Analysis of Seattle Fremont Bridge Bike Traffic


In [28]:
%matplotlib inline

import matplotlib.pyplot as plt;
from jubiiworkflow.data import get_data

import pandas as pd
import numpy as np
from sklearn.decomposition import PCA
from sklearn.mixture import GaussianMixture

plt.style.use('seaborn');

Get Data


In [66]:
data = get_data()
p = data.resample('W').sum().plot()
p.set_ylim(0, None);


Shows a graph of data on a weekly basis. Let's investigate what the pattern is when we look at hourly rates on individual days...

Pivot

Plot a hourly traffic rates for all days in data.


In [67]:
pivoted = data.pivot_table('Total', index=data.index.time, columns=data.index.date)
pivoted.plot(legend=False, alpha=0.01);


We can see two types of lines in this graph... One type with two peaks, and another type that have a peak in the middle of the day. We hypothesize that this is a difference between weekdays and weekends. Let's investigate further.

Principal Component Analysis


In [17]:
X = pivoted.fillna(0).T.values
X.shape


Out[17]:
(1671, 24)

In [68]:
X2 = PCA(2, svd_solver='full').fit_transform(X)
X2.shape


Out[68]:
(1671, 2)

In [69]:
plt.scatter(X2[:, 0], X2[:, 1]);


Unsupervised Clustering


In [59]:
gmm = GaussianMixture(2).fit(X)
labels = gmm.predict(X)

In [60]:
plt.scatter(X2[:, 0], X2[:, 1], c=labels, cmap='rainbow')
plt.colorbar();



In [61]:
fig, ax = plt.subplots(1, 2, figsize=(14, 6))
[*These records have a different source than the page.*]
PR #192, opened 2021-07-27
fix: query cluster until we get a preferable pin status

alanshaw:
After initial add, Cluster will usually report "Unpinned" when queried immediately. This PR polls cluster for status after adding until a preferable pin status is obtained from at least one of the nodes i.e. PinQueued, Pinning or Pinned.

The UI now shows the best pin status we have across all pins.

### DIFF
--- a/packages/api/src/car.js
+++ b/packages/api/src/car.js
@@ -28,10 +28,12 @@ const UPDATE_DAG_SIZE = gql`
   }
 `
 
-// Duration between status check poll.
+// Duration between status check polls in ms.
 const PIN_STATUS_CHECK_INTERVAL = 50
+// Max time in ms to spend polling for an OK status.
+const MAX_PIN_STATUS_CHECK_TIME = 5000
 // Pin statuses considered OK.
-const PIN_OK_STATUS = ['PinQueued', 'Pinning', 'Pinned']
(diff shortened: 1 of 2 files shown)


packages/api/src/car.js
```diff
@@ -109,16 +114,22 @@ export async function carPost (request, env, ctx) {
     local: blob.size > LOCAL_ADD_THRESHOLD
   })
 
+  /** @type {ReturnType<toPins>} */
+  let pins
   // Retrieve current pin status and info about the nodes pinning the content.
-  const { peerMap } = await env.cluster.status(cid)
+  // Keep querying Cluster until one of the nodes reports something other than
+  // Unpinned i.e. PinQueued or Pinning or Pinned.
+  while (true) {
```
vasco-santos, line 122: Can we become prone to Timeouts from CF with this?

I think we can probably add a `p-timeout` with a reasonable timeout for pooling. This will mean we might still present the state we are trying to fix to the user, but at least we will not throw a timeout error when the file is already stored properly

vasco-santos (commented):
Overall the solution is fine for me. But I have some concerns on the possible timeouts in the worker

vasco-santos (approved):
LGTM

pivoted.T[labels == 0].T.plot(legend=False, alpha=0.1, ax=ax[0]);
pivoted.T[labels == 1].T.plot(legend=False, alpha=0.1, ax=ax[1]);

ax[0].set_title('Purple Cluster')
ax[1].set_title('Red Cluster');


Comparing with Day of Week


In [26]:
dayofweek = pd.DatetimeIndex(pivoted.columns).dayofweek

plt.scatter(X2[:, 0], X2[:, 1], c=dayofweek, cmap='rainbow')
plt.colorbar();


Analyzing Outliers

The following points are weekdays in the "weekend" cluster


In [27]:
dates = pd.DatetimeIndex(pivoted.columns)
dates[(labels == 0) & (dayofweek < 5)]


Out[27]:
DatetimeIndex(['2012-11-22', '2012-11-23', '2012-12-24', '2012-12-25',
               '2013-01-01', '2013-05-27', '2013-07-04', '2013-07-05',
               '2013-09-02', '2013-11-28', '2013-11-29', '2013-12-20',
               '2013-12-24', '2013-12-25', '2014-01-01', '2014-04-23',
               '2014-05-26', '2014-07-04', '2014-09-01', '2014-11-27',
               '2014-11-28', '2014-12-24', '2014-12-25', '2014-12-26',
               '2015-01-01', '2015-05-25', '2015-07-03', '2015-09-07',
               '2015-11-26', '2015-11-27', '2015-12-24', '2015-12-25',
               '2016-01-01', '2016-05-30', '2016-07-04', '2016-09-05',
               '2016-11-24', '2016-11-25', '2016-12-26', '2017-01-02',
               '2017-02-06'],
              dtype='datetime64[ns]', freq=None)

Conclusion

Looks like all weekdays in the "weekend" cluster are corresponding to normal us holidays christmas, 4th of july, thanksgiving. Feb 6, 2017 is due to extreme weather (blizzard) on that day, which caused major shut-downs across city.